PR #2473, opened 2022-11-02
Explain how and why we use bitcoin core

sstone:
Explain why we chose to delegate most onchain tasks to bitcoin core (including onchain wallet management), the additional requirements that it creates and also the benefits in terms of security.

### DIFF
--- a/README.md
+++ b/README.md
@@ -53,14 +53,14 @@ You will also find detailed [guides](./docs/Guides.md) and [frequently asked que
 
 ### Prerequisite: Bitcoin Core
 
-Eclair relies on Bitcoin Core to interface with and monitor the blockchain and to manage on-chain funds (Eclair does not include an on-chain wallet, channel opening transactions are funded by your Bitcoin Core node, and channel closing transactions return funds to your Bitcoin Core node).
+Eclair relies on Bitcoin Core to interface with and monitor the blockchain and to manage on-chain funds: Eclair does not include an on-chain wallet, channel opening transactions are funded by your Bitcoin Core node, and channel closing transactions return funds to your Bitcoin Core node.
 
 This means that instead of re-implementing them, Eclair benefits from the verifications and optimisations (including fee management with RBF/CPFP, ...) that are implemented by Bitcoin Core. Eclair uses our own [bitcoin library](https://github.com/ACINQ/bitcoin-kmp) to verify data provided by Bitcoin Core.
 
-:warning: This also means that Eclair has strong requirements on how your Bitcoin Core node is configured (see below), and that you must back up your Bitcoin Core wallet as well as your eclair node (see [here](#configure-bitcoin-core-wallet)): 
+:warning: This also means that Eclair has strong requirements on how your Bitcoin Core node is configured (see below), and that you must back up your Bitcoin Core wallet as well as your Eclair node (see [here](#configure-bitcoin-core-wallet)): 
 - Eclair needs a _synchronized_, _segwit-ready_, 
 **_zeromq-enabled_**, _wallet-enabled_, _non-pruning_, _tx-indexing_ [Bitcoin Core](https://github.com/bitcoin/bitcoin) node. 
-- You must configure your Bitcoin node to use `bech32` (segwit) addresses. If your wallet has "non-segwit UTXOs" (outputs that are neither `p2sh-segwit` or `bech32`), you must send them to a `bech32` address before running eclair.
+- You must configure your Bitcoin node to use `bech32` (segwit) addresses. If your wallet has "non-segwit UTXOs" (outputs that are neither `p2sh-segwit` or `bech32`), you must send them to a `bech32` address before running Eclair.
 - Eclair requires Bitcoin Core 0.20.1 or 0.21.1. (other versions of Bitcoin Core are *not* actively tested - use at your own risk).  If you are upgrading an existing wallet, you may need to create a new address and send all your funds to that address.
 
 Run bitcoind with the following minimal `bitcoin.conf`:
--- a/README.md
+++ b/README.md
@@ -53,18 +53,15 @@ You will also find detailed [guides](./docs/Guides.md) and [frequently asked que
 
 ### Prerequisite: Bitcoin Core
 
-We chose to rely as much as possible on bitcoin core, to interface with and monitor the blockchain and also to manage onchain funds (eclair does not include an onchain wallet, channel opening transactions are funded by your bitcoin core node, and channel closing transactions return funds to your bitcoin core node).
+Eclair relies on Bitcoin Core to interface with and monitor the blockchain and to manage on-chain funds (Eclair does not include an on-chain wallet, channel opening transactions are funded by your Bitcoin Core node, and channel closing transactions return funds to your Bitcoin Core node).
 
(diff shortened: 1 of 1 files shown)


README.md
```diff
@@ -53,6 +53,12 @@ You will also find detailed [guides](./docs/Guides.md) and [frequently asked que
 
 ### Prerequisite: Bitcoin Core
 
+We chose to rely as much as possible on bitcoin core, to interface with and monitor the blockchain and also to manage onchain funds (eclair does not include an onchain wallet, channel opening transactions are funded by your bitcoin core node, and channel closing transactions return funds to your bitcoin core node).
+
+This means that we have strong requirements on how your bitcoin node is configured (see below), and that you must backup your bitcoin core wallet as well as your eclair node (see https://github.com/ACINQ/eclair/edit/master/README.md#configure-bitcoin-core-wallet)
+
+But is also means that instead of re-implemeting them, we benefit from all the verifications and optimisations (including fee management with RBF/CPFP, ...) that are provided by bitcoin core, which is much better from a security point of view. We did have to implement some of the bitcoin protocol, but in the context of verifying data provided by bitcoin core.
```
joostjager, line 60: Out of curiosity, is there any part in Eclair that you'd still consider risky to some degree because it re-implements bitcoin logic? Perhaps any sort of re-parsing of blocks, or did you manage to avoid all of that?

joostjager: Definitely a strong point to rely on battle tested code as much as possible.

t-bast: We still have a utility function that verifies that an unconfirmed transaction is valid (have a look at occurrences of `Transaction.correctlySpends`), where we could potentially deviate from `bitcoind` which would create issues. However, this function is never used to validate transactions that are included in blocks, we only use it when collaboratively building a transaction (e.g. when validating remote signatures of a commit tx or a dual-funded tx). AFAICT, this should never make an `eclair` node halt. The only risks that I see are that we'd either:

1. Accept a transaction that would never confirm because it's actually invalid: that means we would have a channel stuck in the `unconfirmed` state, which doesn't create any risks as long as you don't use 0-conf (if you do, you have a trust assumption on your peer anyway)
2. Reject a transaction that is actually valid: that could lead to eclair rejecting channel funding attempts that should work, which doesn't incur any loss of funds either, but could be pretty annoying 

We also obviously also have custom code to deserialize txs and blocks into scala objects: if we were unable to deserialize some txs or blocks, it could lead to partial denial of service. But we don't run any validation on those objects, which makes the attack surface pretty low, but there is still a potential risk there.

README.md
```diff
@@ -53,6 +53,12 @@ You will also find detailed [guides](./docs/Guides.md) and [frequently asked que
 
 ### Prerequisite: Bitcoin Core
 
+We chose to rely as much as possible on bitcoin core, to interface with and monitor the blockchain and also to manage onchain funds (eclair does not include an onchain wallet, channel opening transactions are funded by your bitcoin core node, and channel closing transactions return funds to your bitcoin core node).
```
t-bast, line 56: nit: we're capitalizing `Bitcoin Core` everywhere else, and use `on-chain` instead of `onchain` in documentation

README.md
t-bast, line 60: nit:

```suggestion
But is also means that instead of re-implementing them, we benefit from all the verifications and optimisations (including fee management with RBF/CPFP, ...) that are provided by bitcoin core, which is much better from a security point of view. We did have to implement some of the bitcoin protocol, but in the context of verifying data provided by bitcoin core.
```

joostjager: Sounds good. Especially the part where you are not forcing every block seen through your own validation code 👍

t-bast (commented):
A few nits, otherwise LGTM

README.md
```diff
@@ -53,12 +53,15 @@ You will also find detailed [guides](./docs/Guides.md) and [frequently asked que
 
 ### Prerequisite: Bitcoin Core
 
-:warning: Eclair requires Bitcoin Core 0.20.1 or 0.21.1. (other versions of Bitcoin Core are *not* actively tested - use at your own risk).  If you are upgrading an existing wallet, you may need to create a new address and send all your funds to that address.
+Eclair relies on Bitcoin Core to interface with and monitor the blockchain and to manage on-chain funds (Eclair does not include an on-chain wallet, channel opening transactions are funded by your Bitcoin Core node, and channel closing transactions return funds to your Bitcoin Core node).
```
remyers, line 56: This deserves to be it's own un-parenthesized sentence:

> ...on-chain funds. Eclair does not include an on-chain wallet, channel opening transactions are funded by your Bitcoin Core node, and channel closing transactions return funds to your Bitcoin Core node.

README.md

━━━━━━━━━━━━━━━━━━━━━━━━━━━━━━

-- Exercise directions --
Among the lines above, find the ones containing "frequently" and copy them.

-- Response box --
@@ -53,14 +53,14 @@ You will also find detailed [guides](./docs/Guides.md) and [frequently asked que
@@ -53,18 +53,15 @@ You will also find detailed [guides](./docs/Guides.md) and [frequently asked que
@@ -53,6 +53,12 @@ You will also find detailed [guides](./docs/Guides.md) and [frequently asked que
@@ -53,6 +53,12 @@ You will also find detailed [guides](./docs/Guides.md) and [frequently asked que
@@ -53,12 +53,15 @@ You will also find detailed [guides](./docs/Guides.md) and [frequently asked que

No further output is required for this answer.